Issue #4889, opened 2020-10-09
Update docs on behaviour of tryImportMissing


StarpTech:
### Expected behavior

A code change in the docker image should produce a different hash and cause a rebuild of the image.

### Actual behavior

Skaffold reports that the image **could be found** remotely. I double-checked it.

### Information

- Skaffold version: v1.15.0
- Operating system: Windows

```yaml
apiVersion: skaffold/v2beta8
kind: Config
build:
  tagPolicy:
    sha256: {}
  local:
    concurrency: 0
    tryImportMissing: true

profiles:
  - name: web
    build:
      artifacts:
        - image: eu.gcr.io/x/webapp
          context: frontpage
          docker:
            buildArgs:
              API_HOST: https://x.de
```

Github workflow

```yaml
jobs:
  build:
    runs-on: ubuntu-latest
    steps:
      - uses: actions/checkout@v2
        with:
          submodules: true

      - name: Cache skaffold image builds & config
        uses: actions/cache@v2
        with:
          path: ~/.skaffold/
          key: fixed
```

StarpTech:
The reason is `tryImportMissing: true` in combination with the skaffold cache. Is it possible that the digest isn't respected here?

StarpTech:
Oh, `sha256` is the `latest` tag. That means skaffold tries to check if an image with the tag `latest` already exists. Due to the fact we have always a latest tag skaffold won't rebuild the image. This means `tryImportMissing` is not predictable with the `sha256` tagging strategy and should produce an error.

https://github.com/GoogleContainerTools/skaffold/blob/d9cf47da6aa179cc9b47e433b386491120f49578/pkg/skaffold/build/cache/lookup.go#L121-L127

briandealwis:
Do you have a `.dockerignore` file?

Can you include your build logs, ideally with `-v debug`?

StarpTech:
> Do you have a .dockerignore file?

Yes, but there are no changes between the runs.

> Can you include your build logs, ideally with -v debug?

Not yet.

briandealwis:
Yes, `tryImportMissing` won't be useful with the sha256 tagging strategy.

StarpTech:
> Yes, tryImportMissing won't be useful with the sha256 tagging strategy.

You mean incompatible?

briandealwis:
No, just what you've observed above.

[...]

PR #4890, opened 2020-10-09
validate tag policy constrain

StarpTech:
Fixes: #4889


pkg/skaffold/schema/validation/validation.go
```diff
@@ -56,6 +57,16 @@ func Process(config *latest.SkaffoldConfig) error {
 	return fmt.Errorf(strings.Join(messages, " | "))
 }
 
+// validateTaggingPolicy checks that the tagging policy is valid in combination with other options.
+func validateTaggingPolicy(bc latest.BuildConfig) (errs []error) {
+	if bc.LocalBuild != nil {
+		if bc.LocalBuild.TryImportMissing && bc.TagPolicy.ShaTagger != nil {
+			errs = append(errs, fmt.Errorf("tagging policy 'sha256' can not be used when 'tryImportMissing' is enabled"))
```
briandealwis, line 64: We should document why — we may change the sha256:
```suggestion
			// sha256 just uses `latest` tag, so tryImportMissing will virtually always succeed (#4889)
			errs = append(errs, fmt.Errorf("tagging policy 'sha256' can not be used when 'tryImportMissing' is enabled"))
```

pkg/skaffold/schema/validation/validation.go
```diff
@@ -56,6 +57,16 @@ func Process(config *latest.SkaffoldConfig) error {
...
+		}
+	}
+	return
```
briandealwis, line 67: Nit: this isn't needed

briandealwis (commented):
Thanks for the PR!  Could you please merge with HEAD and address these two issues, and we can get this in?

pkg/skaffold/schema/validation/validation.go
StarpTech: This is required because we have a named return value.

StarpTech:
23min for CI is a lot 😄

pkg/skaffold/schema/validation/validation.go
briandealwis: Oops! 🤦

briandealwis (approved):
===============
> ACTIVITY: Reproduce every record that appears above, keeping the wording exact.

> ANSWER AREA:
Issue #4889, opened 2020-10-09
Update docs on behaviour of tryImportMissing


StarpTech:
### Expected behavior

A code change in the docker image should produce a different hash and cause a rebuild of the image.

### Actual behavior

Skaffold reports that the image **could be found** remotely. I double-checked it.

### Information

- Skaffold version: v1.15.0
- Operating system: Windows

```yaml
apiVersion: skaffold/v2beta8
kind: Config
build:
  tagPolicy:
    sha256: {}
  local:
    concurrency: 0
    tryImportMissing: true

profiles:
  - name: web
    build:
      artifacts:
        - image: eu.gcr.io/x/webapp
          context: frontpage
          docker:
            buildArgs:
              API_HOST: https://x.de
```

Github workflow

```yaml
jobs:
  build:
    runs-on: ubuntu-latest
    steps:
      - uses: actions/checkout@v2
        with:
          submodules: true

      - name: Cache skaffold image builds & config
        uses: actions/cache@v2
        with:
          path: ~/.skaffold/
          key: fixed
```

StarpTech:
The reason is `tryImportMissing: true` in combination with the skaffold cache. Is it possible that the digest isn't respected here?

StarpTech:
Oh, `sha256` is the `latest` tag. That means skaffold tries to check if an image with the tag `latest` already exists. Due to the fact we have always a latest tag skaffold won't rebuild the image. This means `tryImportMissing` is not predictable with the `sha256` tagging strategy and should produce an error.

https://github.com/GoogleContainerTools/skaffold/blob/d9cf47da6aa179cc9b47e433b386491120f49578/pkg/skaffold/build/cache/lookup.go#L121-L127

briandealwis:
Do you have a `.dockerignore` file?

Can you include your build logs, ideally with `-v debug`?

StarpTech:
> Do you have a .dockerignore file?

Yes, but there are no changes between the runs.

> Can you include your build logs, ideally with -v debug?

Not yet.

briandealwis:
Yes, `tryImportMissing` won't be useful with the sha256 tagging strategy.

StarpTech:
> Yes, tryImportMissing won't be useful with the sha256 tagging strategy.

You mean incompatible?

briandealwis:
No, just what you've observed above.

[...]

PR #4890, opened 2020-10-09
validate tag policy constrain

StarpTech:
Fixes: #4889


pkg/skaffold/schema/validation/validation.go
```diff
@@ -56,6 +57,16 @@ func Process(config *latest.SkaffoldConfig) error {
 	return fmt.Errorf(strings.Join(messages, " | "))
 }
 
+// validateTaggingPolicy checks that the tagging policy is valid in combination with other options.
+func validateTaggingPolicy(bc latest.BuildConfig) (errs []error) {
+	if bc.LocalBuild != nil {
+		if bc.LocalBuild.TryImportMissing && bc.TagPolicy.ShaTagger != nil {
+			errs = append(errs, fmt.Errorf("tagging policy 'sha256' can not be used when 'tryImportMissing' is enabled"))
```
briandealwis, line 64: We should document why — we may change the sha256:
```suggestion
			// sha256 just uses `latest` tag, so tryImportMissing will virtually always succeed (#4889)
			errs = append(errs, fmt.Errorf("tagging policy 'sha256' can not be used when 'tryImportMissing' is enabled"))
```

pkg/skaffold/schema/validation/validation.go
```diff
@@ -56,6 +57,16 @@ func Process(config *latest.SkaffoldConfig) error {
...
+		}
+	}
+	return
```
briandealwis, line 67: Nit: this isn't needed

briandealwis (commented):
Thanks for the PR!  Could you please merge with HEAD and address these two issues, and we can get this in?

pkg/skaffold/schema/validation/validation.go
StarpTech: This is required because we have a named return value.

StarpTech:
23min for CI is a lot 😄

pkg/skaffold/schema/validation/validation.go
briandealwis: Oops! 🤦

briandealwis (approved):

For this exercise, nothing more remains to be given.